Supplied material:
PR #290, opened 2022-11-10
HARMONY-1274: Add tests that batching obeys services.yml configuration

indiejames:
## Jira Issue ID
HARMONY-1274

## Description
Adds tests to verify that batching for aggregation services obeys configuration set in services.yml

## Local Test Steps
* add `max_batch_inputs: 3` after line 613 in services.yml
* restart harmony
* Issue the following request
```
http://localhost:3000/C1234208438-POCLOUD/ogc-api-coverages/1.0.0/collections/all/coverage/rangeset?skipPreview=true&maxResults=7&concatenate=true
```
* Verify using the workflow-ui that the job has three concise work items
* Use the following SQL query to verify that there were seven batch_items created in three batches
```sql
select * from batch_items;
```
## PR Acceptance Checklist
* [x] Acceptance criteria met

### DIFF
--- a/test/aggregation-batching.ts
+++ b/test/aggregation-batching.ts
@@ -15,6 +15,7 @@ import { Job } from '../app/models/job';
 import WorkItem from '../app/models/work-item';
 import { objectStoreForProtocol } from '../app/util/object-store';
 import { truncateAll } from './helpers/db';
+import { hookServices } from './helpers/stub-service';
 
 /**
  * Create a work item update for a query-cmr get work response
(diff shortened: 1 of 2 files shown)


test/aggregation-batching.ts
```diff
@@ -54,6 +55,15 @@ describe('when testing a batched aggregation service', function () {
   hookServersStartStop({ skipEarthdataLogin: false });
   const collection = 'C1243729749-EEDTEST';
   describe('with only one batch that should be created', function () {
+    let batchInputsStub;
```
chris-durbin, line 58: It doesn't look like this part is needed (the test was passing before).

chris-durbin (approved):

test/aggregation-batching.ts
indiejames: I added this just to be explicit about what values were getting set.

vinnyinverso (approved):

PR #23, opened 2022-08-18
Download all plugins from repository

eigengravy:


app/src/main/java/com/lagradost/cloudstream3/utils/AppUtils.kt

--

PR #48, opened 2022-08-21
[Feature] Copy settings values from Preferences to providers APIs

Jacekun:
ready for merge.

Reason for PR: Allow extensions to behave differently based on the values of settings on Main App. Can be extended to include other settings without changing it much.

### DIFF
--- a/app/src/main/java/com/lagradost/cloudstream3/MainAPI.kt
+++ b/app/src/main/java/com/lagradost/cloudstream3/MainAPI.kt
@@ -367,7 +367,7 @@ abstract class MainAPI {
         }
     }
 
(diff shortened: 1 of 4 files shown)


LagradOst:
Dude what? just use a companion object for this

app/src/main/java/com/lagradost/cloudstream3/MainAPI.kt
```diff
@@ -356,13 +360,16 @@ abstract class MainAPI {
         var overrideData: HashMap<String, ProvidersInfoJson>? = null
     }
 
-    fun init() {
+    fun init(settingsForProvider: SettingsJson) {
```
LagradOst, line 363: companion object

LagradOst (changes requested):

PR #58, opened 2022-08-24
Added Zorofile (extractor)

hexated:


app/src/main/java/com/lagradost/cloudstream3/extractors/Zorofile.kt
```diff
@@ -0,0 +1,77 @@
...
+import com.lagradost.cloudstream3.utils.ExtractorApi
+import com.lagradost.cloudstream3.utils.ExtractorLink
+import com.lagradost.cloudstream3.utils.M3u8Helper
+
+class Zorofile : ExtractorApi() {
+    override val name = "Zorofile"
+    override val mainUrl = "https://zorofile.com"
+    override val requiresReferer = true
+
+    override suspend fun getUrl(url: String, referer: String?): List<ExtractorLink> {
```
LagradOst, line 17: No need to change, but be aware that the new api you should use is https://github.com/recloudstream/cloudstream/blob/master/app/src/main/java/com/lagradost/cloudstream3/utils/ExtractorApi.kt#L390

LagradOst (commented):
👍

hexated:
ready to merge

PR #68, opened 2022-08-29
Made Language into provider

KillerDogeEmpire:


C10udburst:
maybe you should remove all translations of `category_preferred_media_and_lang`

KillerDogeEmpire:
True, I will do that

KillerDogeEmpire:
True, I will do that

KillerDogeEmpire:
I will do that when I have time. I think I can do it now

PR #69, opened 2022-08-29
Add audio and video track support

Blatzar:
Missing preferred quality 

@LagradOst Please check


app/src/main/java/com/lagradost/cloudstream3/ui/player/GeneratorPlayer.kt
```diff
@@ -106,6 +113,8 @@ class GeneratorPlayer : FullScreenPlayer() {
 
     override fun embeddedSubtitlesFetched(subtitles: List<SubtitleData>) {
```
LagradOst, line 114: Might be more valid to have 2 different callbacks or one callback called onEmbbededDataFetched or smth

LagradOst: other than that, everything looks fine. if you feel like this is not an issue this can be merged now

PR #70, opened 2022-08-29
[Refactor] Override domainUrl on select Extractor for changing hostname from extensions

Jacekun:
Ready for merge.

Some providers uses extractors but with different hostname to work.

Prompt: Among the lines above, find the one with "[Refactor] Override domainUrl" and the one with "Some providers uses". Quote both and everything between them, exactly.

Response below:
[Refactor] Override domainUrl on select Extractor for changing hostname from extensions

Jacekun:
Ready for merge.

Some providers uses extractors but with different hostname to work.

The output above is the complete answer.